In Tankersley, et al. v. Lynch, et al., 2012 U.S. Dist. LEXIS 27762 (E.D. Mich. Mar. 2, 2012), a federal court in Michigan denied a motion for summary judgment brought by two former franchisees claiming that the franchisor’s officers were liable for an arbitration award obtained against the franchisor for violations of the Michigan Franchise Investment Law (“MFIL”). The plaintiffs owned and operated a Collision of Wheels (“CoW”) mobile auto body repair franchise. The franchise relationship soured, and the plaintiffs brought an arbitration demand claiming that CoW violated the MFIL. Ultimately, the arbitrator awarded damages totaling over $550,000. The plaintiffs then filed suit against CoW’s former executive officers in California state court alleging that, pursuant to the MFIL, they were jointly and severally liable for the arbitration award obtained against CoW. That case was removed to the Eastern District of Michigan.  

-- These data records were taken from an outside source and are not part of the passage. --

PR #1524, opened 2020-07-11
Show "start_running" option

avanwinkle:
This PR adds a new config setting for Shows called `start_running`. It accepts a boolean value (default `True`).

If `False`, the show will start on step zero and immediately pause. The show will then hold until it is manually resumed.

Run!

Also some other fixes, noted in the comments.


mpf/config_players/device_config_player.py
```diff
@@ -105,8 +105,8 @@ def _expand_device(self, device):
                 if not self.__class__.allow_placeholders_in_keys or "(" not in device_name:
                     # no placeholders
                     return self.raise_config_error(
-                        "Could not find a {} device with name or tag {}.".format(
-                            self.device_collection.name, device_name),
+                        "Could not find a {} device with name or tag {}, from list {}".format(
```
avanwinkle, line 108: When the device list has an empty option, the `device_name` is empty and this error log isn't very helpful. Adding `device_or_tag_names` helps to identify the error.

mpf/core/config_processor.py
```diff
@@ -179,7 +179,7 @@ def _load_config_file_and_return_loaded_files(
 
         self.log.info('Loading config: %s', filename)
 
-        if config_type in ("machine", "mode"):
+        if config_type in ("machine", "mode") and config_spec:
```
avanwinkle: This is for my own personal use. I have an automation script that imports and parses the config files, but a recent refactor of _config_processor_ changed the behavior and expects that the _config_spec_ has been loaded into memory. My automation script doesn't do this, so I need to ignore config spec parsing in that case.

mpf/assets/show.py
```diff
@@ -574,7 +575,7 @@ def _remove_delay_handler(self):
     def pause(self):
         """Pause show."""
         self._remove_delay_handler()
-        if self.show_config.events_when_stopped:
+        if self.show_config.events_when_paused:
```
avanwinkle, line 582: I believe this was just an oversight in the original implementation, or maybe `events_when_paused` was never set up.

mpf/core/config_processor.py
jabdoa2: I see that. I recently added a config reference parser to expose a stable interface for config reference. It is already used in mpf language server and mpf docs. Guess that might make sense for you too.

Out of curiosity: What does your script do?

avanwinkle: A config parser is exactly what I'm after! Could you point to a reference of it in use so I know where to start?

My script is for audio management, since I have a very large library of sfx to pull from and I constantly add sounds, remove sounds, and move sounds from one mode to another. My script traverses the file trees (once for my source library, once for my machine folder) and traverses the config files, then moves all the sound assets into the appropriate folders.

avanwinkle: It will also do a bulk export of all audio files for the machine, which is helpful since I don't track those in git. When I setup MPF on a different machine, this script's import/export comes in real handy :)

https://github.com/avanwinkle/masseffect2/blob/powers-refactor/mesound.py

jabdoa2: Sounds interesting. Might be interesting for other users as well. We could turn this into MPF commands if you want.

Just checked the code. I only moved the event parser so far. Here is the config parsing from the mpf language server: https://github.com/missionpinball/mpf-ls/blob/dev/mpfls/workspace.py

mpf/devices/state_machine.py
```diff
@@ -52,7 +52,7 @@ def validate_and_parse_config(self, config: dict, is_mode_config: bool, debug_pr
     @property
     def state(self):
         """Return the current state."""
-        if self.config['persist_state']:
```
avanwinkle, line 55: This corrects a behavior in MPF Monitor, which attempts to initialize all state_machines on bootup (for displaying in the device list). Without a player, Monitor's attempt to get the state of the machine causes a crash.

jabdoa2: Good catch. We should probably add some integration test for this so that this will not happen again for other devices. We already had that a few times.

avanwinkle:
@jabdoa2 I've refactored my asset management script into a standalone pip module, in case others would find it useful. Right now it lives at https://github.com/avanwinkle/mpf-asset-manager

I'd be happy to migrate it over to a repo owned by `missionpinball` and let you set it up in pypi using MPF's account. That way others can improve it as they see fit!

jabdoa2:
> @jabdoa2 I've refactored my asset management script into a standalone pip module, in case others would find it useful. Right now it lives at https://github.com/avanwinkle/mpf-asset-manager
> 
> I'd be happy to migrate it over to a repo owned by `missionpinball` and let you set it up in pypi using MPF's account. That way others can improve it as they see fit!

Wow that sounds awesome. I would love that.

jabdoa2:
> @jabdoa2 I've refactored my asset management script into a standalone pip module, in case others would find it useful. Right now it lives at https://github.com/avanwinkle/mpf-asset-manager
> 
> I'd be happy to migrate it over to a repo owned by `missionpinball` and let you set it up in pypi using MPF's account. That way others can improve it as they see fit!

Wow that sounds awesome. I would love that.

jabdoa2 (approved):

In denying the former franchisees’ motion for summary judgment, the court found that Section 32 of the MFIL creates a rebuttable presumption of joint and several liability for officers and others who control a franchisor found liable under the MFIL. The court also noted that an officer is not liable for the franchisor’s violation if he had “no knowledge of or reasonable grounds to believe in the existence of the facts” that created the franchisor’s liability. The court found that while these defendants were subject to liability under Section 32, a question of material fact existed regarding whether they knew or had reason to know of the facts that gave rise to the MFIL violations.